* _TASK STATEMENT_: A single number is the whole answer: how many lines in this listing contain "released".

* _RECORDS FOR PROCESSING_:
PR #167, opened 2019-05-17
Fix voyager-subscriptions version in examples

b1zzu:
### Description

Because version `0.5.1` doesn't exist for `@aerogear/voyager-subscriptions` we should use the version `0.5.2-dev.1` until the next release.

##### Checklist

- [ ] `npm test` passes
- [ ] tests are included

### DIFF
--- a/examples/package.json
+++ b/examples/package.json
@@ -24,7 +24,7 @@
     "@aerogear/voyager-metrics": "^0.5.1",
     "@aerogear/voyager-server": "^0.5.1",
     "@aerogear/voyager-tools": "^0.5.1",
-    "@aerogear/voyager-subscriptions": "^0.5.1",
+    "@aerogear/voyager-subscriptions": "^0.5.2-dev.1",
     "graphql-subscriptions": "1.1.0",
     "axios": "^0.18.0",
     "express": "^4.16.4",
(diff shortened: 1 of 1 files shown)


wtrocki:
We recommend to use lerna bootstrap or simply npm run bootstrap to get this working on local machine. Examples are designed to work with the unrelased versions from master but maybe this stopped working now

darahayes:
@b1zzu can you try running `npm run clean` from the top level directory and then run `npm run bootstrap.` Will the example server work?

I have this example merged but the package isn't released yet but it will be in the next day or so.

b1zzu:
Using `npm run bootstrap` works. But I was testing to deploy of the example app in OpenShift using the data sync template [1] , and because the template is using S2I in order to build the example it doesn't work in that context. (S2I use npm install)

1. https://github.com/aerogear/datasync-deployment/blob/master/openshift/datasync-http.yml

darahayes:
@b1zzu thanks for that info. I'm happy to merge this PR for the time being if it helps unblock any work you are doing on the openshift side. 👍

darahayes:
@b1zzu could you update it to the latest version? It's `0.6.1-dev-1`. That will be the proper version number once it's released. The 0.5.1 was an accidental publish 😄

b1zzu:
@darahayes I've updated it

* _FINISHED TASK_: 2